Theory gets you started. Practice is where the learning happens.
Practice Areas
| Practice | Focus |
|---|---|
| Debugging Agents | Finding and fixing what went wrong |
| Evaluation | Measuring agent performance systematically |
| Cost and Latency | Managing the economics and speed of agent systems |
| Production Concerns | Running agents reliably at scale |
| Workflow Coordination | Structured metadata for agent coordination |
| Knowledge Evolution | Guidelines for updating knowledge base entries |
Questions to Answer Here
- What's the most important skill for someone building agents that isn't obvious at first?
- What practices do you wish you'd adopted earlier?
- How does the craft of agentic engineering differ from traditional software engineering?
- What does "experience" give you in this field? What can't be shortcut?
Your Development Workflow
How do you typically work when building or improving an agent?
High-Leverage Review
Review research and plans, not code line-by-line.
The most expensive mistakes in agentic systems happen at the conceptual level, not the implementation level. Multi-agent production systems demonstrate this pattern: agents operating from wrong assumptions execute flawed strategies flawlessly, propagating conceptual errors through thousands of generated lines. One misunderstood research conclusion causes more damage than any single code defect.
Traditional code review focuses on implementation details—checking syntax, catching edge cases, spotting potential bugs. That made sense when humans wrote every line. With agents generating code, the leverage point shifts dramatically upstream.
Where Human Expertise Has Maximum Impact
Early conceptual validation, not late implementation review:
- Research quality: Did the agent understand the domain correctly? Are its assumptions sound?
- Plan coherence: Does the proposed approach make sense? Will it solve the actual problem?
- Mental model alignment: Is the agent thinking about this problem the right way?
- Scope appropriateness: Is it solving too much? Too little?
Spending an hour reviewing an agent's research findings catches misunderstandings before they propagate through thousands of lines of generated code. Spending that hour on line-by-line code review inspects the symptoms of conceptual errors without preventing them.
The Anti-Pattern
Skimming the plan, then carefully reviewing every generated line of code. This inverts the leverage:
- Accepting flawed thinking at the cheapest intervention point (the plan)
- Catching its consequences at the most expensive intervention point (the implementation)
- The agent has already invested its context window in the wrong direction
- Wasting expertise on problems that static analysis or tests would catch
The pattern: Invest your review time where agents are weakest—conceptual reasoning, domain understanding, holistic design. Trust them for what they're strong at—consistent implementation of a well-defined plan.
Practical Implementation
- Review the research phase thoroughly: Read what the agent learned. Check its sources. Verify its conclusions.

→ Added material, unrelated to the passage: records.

PR #183, opened 2021-08-17
Add `.prettierrc.js`

Gudahtt:
This file was accidentally omitted when updating the linter. As a result `prettier` and `ESLint` have been clashing over the formatting, which slows down the linter. They are now aligned, and the linter is faster.


rekmarks (approved):
A crucial find!

PR #185, opened 2021-08-17
Add `signTypedData` and `recoverTypedSignature` tests

Gudahtt:
The `signTypedData` and `recoverTypedSignature` functions have been thoroughly tested, using all three versions. Older redundant tests have been removed.


src/index.test.ts
```diff
@@ -3788,176 +3791,2407 @@ describe('personalSign', function () {
...
+      ],
+      int8: [0, '0', '0x0', 255, -255],
+      int256: [0, '0', '0x0', Number.MAX_SAFE_INTEGER, Number.MIN_SAFE_INTEGER],
+      uint8: [0, '0', '0x0', 255, -255],
+      uint256: [
+        0,
+        '0',
+        '0x0',
+        Number.MAX_SAFE_INTEGER,
+        Number.MIN_SAFE_INTEGER,
```
Gudahtt, line 3840: I had to create a separate set of example data for V1 because it differed from the V3/V4 behaviour a fair bit.

Here's the first highlight - negative unsigned data! Somehow it doesn't throw.

src/index.test.ts
```diff
@@ -3788,176 +3791,2407 @@ describe('personalSign', function () {
...
-    {
-      type: 'string',
-      name: 'message',
-      value: 'Hi, Alice!',
-    },
-  ];
+    const signTypedDataV1ErrorExamples = {
+      string: [
+        {
+          input: 10,
```
Gudahtt, line 3852: Second highlight - it doesn't accept numbers as string data. Makes sense, but it's unfortunate that V3 and V4 do.

src/index.test.ts
```diff
@@ -3788,176 +3791,2407 @@ describe('personalSign', function () {
...
+      string: [
+        'Hello!',
+        '0xbBbBBBBbbBBBbbbBbbBbbbbBBbBbbbbBbBbbBBbB',
+        '0xabcd',
+        '😁',
+      ],
+      // atomic types supported by EIP-712:
+      address: [
+        '0xbBbBBBBbbBBBbbbBbbBbbbbBBbBbbbbBbBbbBBbB',
+        '0xbBbBBBBbbBBBbbbBbbBbbbbBBbBbbbbBbBbbBBbBbBbBBBBbbBBBbbbBbbBbbbbBBbBbbbbBbBbbBBbB', // no apparent maximum length
```
Gudahtt, line 3808: Third highlight - infinite-length addresses!

src/index.test.ts
```diff
@@ -3788,176 +3791,2407 @@ describe('personalSign', function () {
...
+      string: [
+        {
+          input: 10,
+          errorMessage:
+            'The first argument must be of type string or an instance of Buffer, ArrayBuffer, or Array or an Array-like Object. Received type number (10)',
+        },
+      ],
+      address: [
+        {
+          input: 'bBbBBBBbbBBBbbbBbbBbbbbBBbBbbbbBbBbbBBbB',
```
Gudahtt, line 3859: Fourth highlight - apparently unprefixed addresses are not allowed with V1. They are accepted by V3/V4.

src/index.test.ts
```diff
@@ -3788,176 +3791,2407 @@ describe('personalSign', function () {
...
-    },
-    {
-      type: 'uint8',
-      name: 'value',
-      value: 10,
-    },
-  ];
+          if (type === 'bytes') {
+            _it(
+              `should fail to sign array of all ${type} example data`,
```
Gudahtt, line 3946: Fifth highlight - V1 supports arrays of any type except `bytes`. Apparently an array of `bytes` is unacceptable.

Gudahtt:
This has just been rebased to resolve conflicts.

rekmarks (changes requested):
This looks good! Excited to close this chapter.

 I reviewed the `V1` and `recoverTypedSignature` tests by hand, and relied extensively on `diff` to compare most of the `V3` and `V4` tests (which are indeed mirror images of their `encodeData` and `eip712Hash` counterparts).

I've left one inline question / comment and requested some additional changes in #191. Otherwise, my only general request is that we split up this humongous file in a follow-up 😅

src/index.test.ts
Gudahtt: Anything can be in an array though. From the page you just linked:

>Array elements can be of any type, including mapping or struct.

So this is an array of `bytes`. An array of an array of bytes really.

PR #186, opened 2021-08-17
Fix `typedSignatureHash` documentation

Gudahtt:
The inline docs erroneously described this function as returning a type hash for "V1" of `signTypedData`. But "V1" didn't include a type hash. Rather, this function returns the hash of the entire message.


rekmarks (approved):
LGTM!

PR #187, opened 2021-08-18
Add `typedSignatureHash` tests

Gudahtt:
There were a surprising number of `typedSignatureHash` tests already, but they have been expanded and grouped together.

The same dataset used for the `signTypedData_v1` tests was moved to the module scope so that it could be used for these tests as well.


Gudahtt:
This depends upon #185

rekmarks (approved):
LGTM!

PR #189, opened 2021-08-19
Add solidity types to schema

Gudahtt:
The solidity types supported by EIP-712 have been added to the typed message JSON schema.

This was originally proposed in #31; see there for more details.


rekmarks (approved):
LGTM!

PR #194, opened 2021-08-30
Fix `concatSig` parameter and handling of return value

Gudahtt:
The `v` parameter of the `concatSig` function was being passed in as a `number`, but it was supposed to be a `Buffer`. It is now converted to `Buffer` before being passed in. This should not be a functional change.

The return value was being treated as a `Buffer`, but it was a hex-prefixed string. The useless Buffer-to-hex-string conversion step has been removed.


rekmarks (approved):
LGTM!

PR #195, opened 2021-08-31
Update `ethereumjs-util` from v5 to v6

Gudahtt:
The `ethereumjs-util` library has been updated. Some methods which were just re-exported from `ethjs-util` are now used directly because v6 of `ethereumjs-util` omits those functions from its type definitions.

The v6 version of `toBuffer` no longer accepts non-hex-prefixed strings, so a private `legacyToBuffer` function has been created to convert values in the same manner as v5 used to. Non-hex-prefixed strings are converted using `Buffer.from`.

### DIFF
--- a/package.json
+++ b/package.json
@@ -37,7 +37,8 @@
   },
   "dependencies": {
     "ethereumjs-abi": "^0.6.8",
-    "ethereumjs-util": "^5.2.1",
+    "ethereumjs-util": "^6.2.1",
+    "ethjs-util": "^0.1.6",
     "tweetnacl": "^1.0.3",
     "tweetnacl-util": "^0.15.1"
   },
--- a/src/index.ts
+++ b/src/index.ts
@@ -2,6 +2,7 @@ import * as ethUtil from 'ethereumjs-util';
 import * as ethAbi from 'ethereumjs-abi';
 import * as nacl from 'tweetnacl';
 import * as naclUtil from 'tweetnacl-util';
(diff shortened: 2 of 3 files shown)


Gudahtt:
This depends upon #194

Gudahtt:
For reference, [here is the old version of `toBuffer`](https://github.com/ethereumjs/ethereumjs-util/blob/v5.2.1/index.js#L159), and [here is the new version of `toBuffer`](https://github.com/ethereumjs/ethereumjs-util/blob/v6.2.1/src/bytes.ts#L70) that this PR is updating to.

Also note that `ethereumjs-util` has since been updated to v7, but I'm leaving that for a future PR because using v6 will make replacing `ethereumjs-abi` easier because `ethereumjs-abi`  uses `ethereumjs-util@6` internally.

package.json
```diff
@@ -37,7 +37,8 @@
   },
   "dependencies": {
     "ethereumjs-abi": "^0.6.8",
-    "ethereumjs-util": "^5.2.1",
+    "ethereumjs-util": "^6.2.1",
+    "ethjs-util": "^0.1.6",
```
rekmarks, line 41: Was this used internally by `ethereumjs-util@5` or something?

rekmarks (approved):
LGTM!

Koagonzalo11:
[https://etherscan.io/0x0df1e8465f3bf68bc20857208472dcbec7092472/](url)

Koagonzalo11:
[launch.json](https://github.com/MetaMask/eth-sig-util/files/14597252/launch.json)

PR #817, opened 2026-04-28
virtio-serial driver bugfixes

Martinits:
Fix 2 migtd virtio-serial driver bugs:
- Missing control msgs since qemu may put multiple control msg but the driver pops one each time. 
- A late PORT_OPEN event may cause a PortNotAvailable when port.open(), try to drain control queue when PortNotAvailable and retry open.

### DIFF
--- a/src/devices/virtio_serial/src/lib.rs
+++ b/src/devices/virtio_serial/src/lib.rs
@@ -482,7 +482,7 @@ impl VirtioSerial {
 
         self.timer.reset_timeout();
 
-        if self
+        while self
             .queues
             .index(CONTROL_RECEIVEQ as usize)
             .borrow_mut()
@@ -537,7 +537,6 @@ impl VirtioSerial {
             ControlEvent::DeviceAdd => {
                 self.fill_port_queue(port_id)?;
                 self.port_ready(port_id)?;
-                self.recv_control()?;
             }
             ControlEvent::DeviceRemove => {
                 self.connected_ports.remove(&port_id);
--- a/src/devices/virtio_serial/src/lib.rs
+++ b/src/devices/virtio_serial/src/lib.rs
@@ -467,6 +467,53 @@ impl VirtioSerial {
         Ok(())
     }
 
+    /// Non-blocking control-queue pump: drains any already-pending control
+    /// messages without waiting for new IRQ/events.
+    fn recv_control_nonblock(&mut self) -> Result<()> {
+        let vq = self.queues.index(CONTROL_RECEIVEQ as usize);
+        if !vq.borrow_mut().can_pop() {
+            return Ok(());
+        }
+
+        while self
+            .queues
+            .index(CONTROL_RECEIVEQ as usize)
+            .borrow_mut()
+            .can_pop()
+        {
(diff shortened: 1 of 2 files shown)


jyao1:
could you please fix CI failure?

Martinits:
@jyao1 CI failures fixed.

sgrams:
Two small things to address before we can merge this:
1) `recv_control_nonblock` is missing the `dma_allocation.get -> safe_len = min(vq_buf.len, record.dma_size)` clamp that recv_control performs. Both paths consume a host-controlled vq_buf.len; the clamp is a deliberate defense against an overlong len. Worth mirroring so both helpers are equally hardened.
2) Retry-exhaustion path silently returns `Ok(port)` - if all 100 retries fail with PortNotAvailable, the for loop falls through and setup_transport returns an unopened port. The failure then surfaces at the first send/recv with no breadcrumb. Track success with a bool and return Err(VirtioSerialError::PortNotAvailable(VIRTIO_SERIAL_PORT_ID)) + a log::error! on exhaustion.

@Martinits can you please help to address it? It should be a 3-line change, see below:

For 1)
```
            for vq_buf in &h2g {
                if let Some(record) = self.dma_allocation.get(&vq_buf.addr) {
                    let safe_len = core::cmp::min(vq_buf.len as usize, record.dma_size);
                    let control_msg = unsafe {
                        core::slice::from_raw_parts(vq_buf.addr as *const u8, safe_len)
                    };
                    self.handle_control_msg(control_msg)?;
                    self.free_dma_memory(vq_buf.addr)
                        .ok_or(VirtioSerialError::OutOfResource)?;
                }
            }
```

For 2)
```
        let port = VirtioSerialPort::new(VIRTIO_SERIAL_PORT_ID);
        let mut opened = false;
        for _ in 0..VIRTIO_SERIAL_OPEN_RETRY_TIMES {
            match port.open() {
                Ok(()) => {
                    opened = true;
                    break;
                }
                Err(VirtioSerialError::PortNotAvailable(_)) => {
                    // `PORT_OPEN` can arrive after init_control; pump control queue during retry.
                    // If we drained pending control msgs, try open again immediately to avoid
                    // waiting for the next retry tick.
                    Timer::after(VIRTIO_SERIAL_OPEN_RETRY_DELAY).await;
                    VirtioSerial::try_poll_control()?;
                }
                Err(e) => return Err(e.into()),
            }
        }
        if !opened {
            log::error!(
                "virtio-serial port {} not available after {} retries ({}ms total)\n",
                VIRTIO_SERIAL_PORT_ID,
                VIRTIO_SERIAL_OPEN_RETRY_TIMES,
                VIRTIO_SERIAL_OPEN_RETRY_TIMES * VIRTIO_SERIAL_OPEN_RETRY_DELAY.as_millis() as usize,
            );
            return Err(VirtioSerialError::PortNotAvailable(VIRTIO_SERIAL_PORT_ID).into());
        }
        return Ok(port);
```

sgrams (changes requested):
See my previous comment

Martinits:
@sgrams Thanks, I've patched your suggestions.

sgrams (approved):

PR #827, opened 2026-05-06
fix(migtd): remove init_event_log from rebinding attestation

### LINKED ISSUE #818: init event log should be removed
src migtd event log is used as init event log here:
https://github.com/intel/MigTD/blob/main/src/migtd/src/spdm/spdm_req.rs#L1014

it was checked against init mig tdinfo which will fail.
We should remove the init event log per spec.

MichalTarnacki:
Per GHCI 1.5, MIGTD_DATA only contains tdinfo (type 0) and there is no init_event_log entry. The EventLogInit VDM element was sending the local event log as a substitute, which would fail verification against init tdinfo RTMRs since they belong to a different TD instance.

Remove EventLogInit from the VDM ExchangeRebindAttestInfo request/response, drop the init_event_log parameter from authenticate_rebinding_old(), and remove the corresponding X.509 extension from the RATLS certificate. The rebind attest request element count is reduced from 7 to 6.

Closes #818


haitaohuang (commented):
LGTM, thanks

sgrams (approved):

PR #839, opened 2026-05-20
fix(migtd): fix code coverage collection for fuzzing tests

### LINKED ISSUE #463: Code coverage collection for fuzzing test is not workable

MichalTarnacki:
Coverage collection via the -c flag was broken due to multiple issues:

- AFL: RUSTFLAGS="-C instrument-coverage" was applied during cargo afl build/fuzz, conflicting with AFL's own instrumentation and fork server. Coverage profraw files were either corrupt or missing. Fix by building a separate non-AFL instrumented binary (without --features fuzz) after fuzzing, and replaying the AFL queue through it to generate valid coverage data.

- AFL: grcov searched from "." which could pick up stale profdata files from other runs. Fix by writing profraw to a dedicated cov_profraw/ directory and pointing grcov only there.

- AFL: the queue replay glob (queue/*) included the .state directory, causing panics. Fix by using find -type f to iterate only regular files.

- Libfuzzer: grcov --binary-path pointed to fuzz/target/x86_64-unknown-linux-gnu/release/<target> (a file) but should be the release/ directory. Additionally, grcov searched from "." picking up incompatible profdata. Fix by pointing grcov to the specific fuzz/coverage/<target>/raw directory where cargo fuzz coverage writes profraw files.

- Libfuzzer run_all_case: inverted conditional (if [ ! -d ... ]) meant the old coverage directory was never cleaned up. Fix the logic.

Fixes #463

### DIFF
--- a/sh_script/fuzzing.sh
+++ b/sh_script/fuzzing.sh
@@ -139,11 +139,6 @@ run_single_case() {
     echo $test_case | grep "^afl"
     if [ "$?" == "0" ];then
         echo "The test method is afl"
-        if [ "${collect_coverage}" == "YES" ]; then
-            export RUSTFLAGS="-C instrument-coverage"
-            export LLVM_PROFILE_FILE="fuzz-%p-%m.profraw"
-            find . -name "*.profraw" | xargs rm -rf
-        fi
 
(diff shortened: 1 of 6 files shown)


jyao1 (approved):

jyao1:
what is current coverage data?

MichalTarnacki:
image

PR #857, opened 2026-05-27
fix(servtd_ext): remove broken init_attr == curr_attr check

### LINKED ISSUE #845: Compare init_attr==curr_attr not needed?
#831 seem to be referring old version of spec when we have MigTDData defined. Now we only have init_tdinfo from VMM.

sgrams:
The verify_servtd_attr and read_servtd_ext functions compared CURR_SERVTD_ATTR against INIT_ATTR read from the target TD. This check is invalid because INIT_ATTR is only populated when the rebind feature is supported, while the initial binding does not set it.

Remove the redundant INIT_ATTR comparison and keep only the hardcoded EXPECTED_SERVTD_ATTR verification which ensures the VMM wrote the correct value.

Closes #845


jyao1:
@haitaohuang , could you please take a look?

haitaohuang:
LGTM, thanks

jyao1 (approved):

PR #860, opened 2026-05-27
feat(vmcall_raw): handle VMM cancellation (0x302)

haitaohuang:
The VMM signals migration session cancellation by writing data_status byte[0]=0x02, byte[1]=0x03 (0x302) to the shared buffer.

Previously, 0x302 was treated as a generic TdVmcallErr, reported as SecureSessionError (6), change to propagate and report it as VmmCanceled (10) in ReportStatus.

In the SPDM path, MigtdTransport's send/receive implement the SpdmDeviceIo trait which cannot represent this error in its return types (SpdmResult and Result<usize, usize>). Log a warning when ConnectionAborted is detected so the VMM cancellation is visible in logs, even though the typed error cannot propagate through the SPDM library's trait boundary.

### DIFF
--- a/src/devices/vmcall_raw/src/transport/vmcall.rs
+++ b/src/devices/vmcall_raw/src/transport/vmcall.rs
@@ -25,7 +25,9 @@ lazy_static! {
     pub static ref VMCALL_MIG_CONTEXT_FLAGS: Mutex<BTreeMap<u64, AtomicBool>> =
         Mutex::new(BTreeMap::new());
 }
-const TDX_VMCALL_VMM_SUCCESS: u8 = 1;
+const TDX_VMCALL_VMM_SUCCESS: u8 = 0x01;
+const TDX_VMCALL_STATUS_NOT_COMPLETED: u8 = 0x02;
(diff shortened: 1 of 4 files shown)


src/devices/vmcall_raw/src/transport/vmcall.rs
```diff
@@ -139,6 +139,15 @@ async fn vmcall_service_migtd_send(
         let data_status_bytes = data_status.to_le_bytes();
 
         if data_status_bytes[0] != TDX_VMCALL_VMM_SUCCESS {
+            // byte[0]=0x02 (not completed), byte[1]=0x03 (VMM cancel)
+            if data_status_bytes[0] == 0x02 && data_status_bytes[1] == 0x03 {
```
jyao1: can we define a MACRO/CONST value for 0x02 and 0x03?

haitaohuang: done. accidentally pushed wrong branch below, fixed too

jyao1 (approved):

PR #874, opened 2026-06-03
fix(mig_policy): drop init-ref policy evaluation

### LINKED ISSUE #848: evaluation of policy relative to init MigTD not needed?
https://github.com/intel/MigTD/blob/main/src/migtd/src/mig_policy.rs#L292
We are using init migtg tcb as relative reference and evaluate the old of rebinding on the new side using the new policy. Is this needed?

haitaohuang:
The destination's current mig_policy was being applied retroactively to the historical init→source transition. Remove as it's not needed.

fixes #848

### DIFF
--- a/src/migtd/src/mig_policy.rs
+++ b/src/migtd/src/mig_policy.rs
@@ -289,14 +289,6 @@ mod v2 {
             ))
             .ok_or(PolicyError::SvnMismatch)?;
 
-        // Use local policy's tcb_mapping with init tdinfo measurements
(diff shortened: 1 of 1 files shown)


haitaohuang:
please retrigger failed ci tests. failures seem to be network/ci platform issue

agokarn:
Changes look good

sgrams:
I restarted the jobs

sgrams (approved):

PR #878, opened 2026-06-04
security(spdm): bind rebind attestation to SPDM session TH1

haitaohuang:
Add verify_tdreport_data_binding() to check rebind TDREPORT REPORTDATA equals SHA384(prefix || TH1), preventing replay of attestation from a previous SPDM session. Applied on both requester and responder sides.

### DIFF
--- a/src/migtd/src/spdm/mod.rs
+++ b/src/migtd/src/spdm/mod.rs
@@ -223,6 +223,39 @@ pub fn verify_report_data_binding(
     verify_peer_report_data(supplemental_data, &report_data)
 }
 
+/// Verify that a TDREPORT's REPORTDATA is bound to the expected prefix and TH1.
+///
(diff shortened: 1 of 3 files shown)


agokarn (approved):

sgrams (approved):

sgrams:
Verified against MigTD Design Guide §4 (Mutual Authentication): TH1 must be bound into the TDREPORT, and the session must be torn down on auth failure - both satisfied here.
The prefix swap ("MigTDReq"/"MigTDRsp") and TH1 source (session.get_th1()) match the existing migration-path check in verify_report_data_binding, so the rebind path now has the same anti-replay/domain-separation guarantees the migration path already had. gen_tdreport at the generation sites already hashes prefix||TH1 into REPORTDATA via SHA-384, which lines up exactly with what the new verifier recomputes.

PR #869, opened 2026-05-29
 refactor(migtd): unify migration and rebinding VMM request buffer layout

haitaohuang:
Fold init_td_info into MigtdMigrationInformation
    
    Add init_td_info [u8; 512] field to MigtdMigrationInformation so both
    migration and rebinding use the same VMM request buffer layout. Delete
    RebindingInfo, InitData, and init_data.rs. Widen policy_v2 cfg gates
    that were incorrectly restricted to vmcall-raw only.
    
    Peer-to-peer wire protocol is unchanged.

fixes #868

PR #882, opened 2026-06-04
fix(rebinding): validate all reserved bytes 10..15

haitaohuang:
This was a regression introduced in 23a01d07f


agokarn:
Changes look good

haitaohuang:
Note: if https://github.com/intel/MigTD/pull/869 is merged, this is not needed

sgrams (approved):

PR #889, opened 2026-06-09
WIP: refactor(migtd/migration): drop Service.Query leaf and its tests

sgrams:
GHCI 1.5 v6 has no Service.Query sub-function (Tables 3-42 / 3-45 / 3-52 / 3-59 / 3-62 — only the <MigTD.*> per-API leaves: WaitForRequest, ReportStatus, Send, Receive). Service.Query was a v5 holdover used to probe VMM support before any real work; in v6 the support check is implicit in calling MigTD.WaitForRequest itself.

Remove:
  * migration::session::query() — the only caller of the Service.Query envelope path
  * ServiceQueryResponse struct and QUERY_COMMAND constant in migration::data
  * tests/test-td-payload's testservice case and its tcs002 entry in the JSON config
  * src/migtd/fuzz service_response and afl_service_response targets (and their seed corpus) which exclusively exercised the dead response wrapper


sgrams:
Deprecation of Service is not required for June release, old APIs are permittable

sgrams:
Closing for now

PR #887, opened 2026-06-09
add init tdinfo cross check

haitaohuang:
fixes #823
Currently rebased on #869

PR #890, opened 2026-06-09
 Add peer policy signing cert chain validation + key rotation support

haitaohuang:
Support policy signing certificate key rotation during migration, gated on the policy_v2 feature.

Wire format: Peer-data blob [u32 policy_len][policy][u32 chain_len][issuer_chain] is exchanged in pre-session and hashed into the EXTNID_MIGTD_POLICY_HASH X.509 extension. Replaces per-side rebinding wrappers with a single peer_data: Vec<u8> plumbed through pre_session_data, rebinding, ratls, and spdm.

Validation (validate_peer_cert_chain):

 - Root CA DER must match local chain
 - Leaf Subject Name must match
 - Every issuer in peer_chain[1..] must have BasicConstraints cA=TRUE (RFC 5280 Â§4.2.1.9) â blocks a stolen-leaf-key attack that forges [fake_leaf, legit_leaf, â¦]
 - Same checks applied to servtd_identity and servtd_tcb_mapping chains embedded in peer policy

CI / tooling:

 - key_gen.sh emits proper CA-bit intermediates; test fixtures regenerated, plus negative attacker_chain fixture
 - build_AzCVMEmu_policy_and_test.sh produces _a/_b/_pm_b/_pmi_b signed-policy variants rotating policy, tcb_mapping, and td_identity leaves independently
 - migtdemu.sh gains --src-* / --dst-* policy & chain flags
 - integration-emu.yml adds 3 key-rotation matrix entries + 2 multi-chain rotation tests

Tests: cargo test -p crypto --lib 10 passed; cargo test -p policy --lib 26 (+15 with policy_v2).

Currently based on #887


haitaohuang:
rebased

src/crypto/src/lib.rs
```diff
@@ -260,6 +263,55 @@ fn verify_signature_with_algorithm(
     }
 }
 
+/// Validates a peer's certificate chain against the local certificate chain.
+///
+/// Performs the following checks:
+/// 1. Verifies the peer chain's internal signature integrity
+/// 2. Root CA must match between local and peer chains
+/// 3. Leaf certificate Subject Name must match
```
jyao1, line 271: question: Only Root-CA match? What about intermediate certs?
Should we consider intermediate cert match as well? And just rotate the leaf cert?

Whatever the design is, then please document intermediate cert here.

haitaohuang: yeah, current thinking is we anchor trust to the root signer. rotate leaf only

jyao1: ok. then please document explicitly:
1) Intermediate cert check is ignored purposely.
2) Assumption: The leaf cert subject name contains enough information to unique identify the usage for this product / model.

sgrams:
@haitaohuang I reviewed the changes, PR looks good to me.
Can you please rebase and add code comments as requested by Jiewen? Thanks

src/crypto/src/lib.rs
haitaohuang: will do

haitaohuang:
comments added and rebased

jyao1 (approved):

- Review the plan critically: Does this approach make sense? What could go wrong? What's it not considering?
- Spot-check the implementation: Sample key sections to verify the plan is being followed. Don't read every line.
- Review by testing: Run it. Does it behave as the plan specified? If not, was the plan wrong or the implementation?
Mental alignment matters more than individual line correctness. Correct thinking makes implementation debuggable. Flawed thinking means perfect code just automates misconceptions faster. This observation holds across production deployments: conceptual validation prevents more failures than implementation review catches.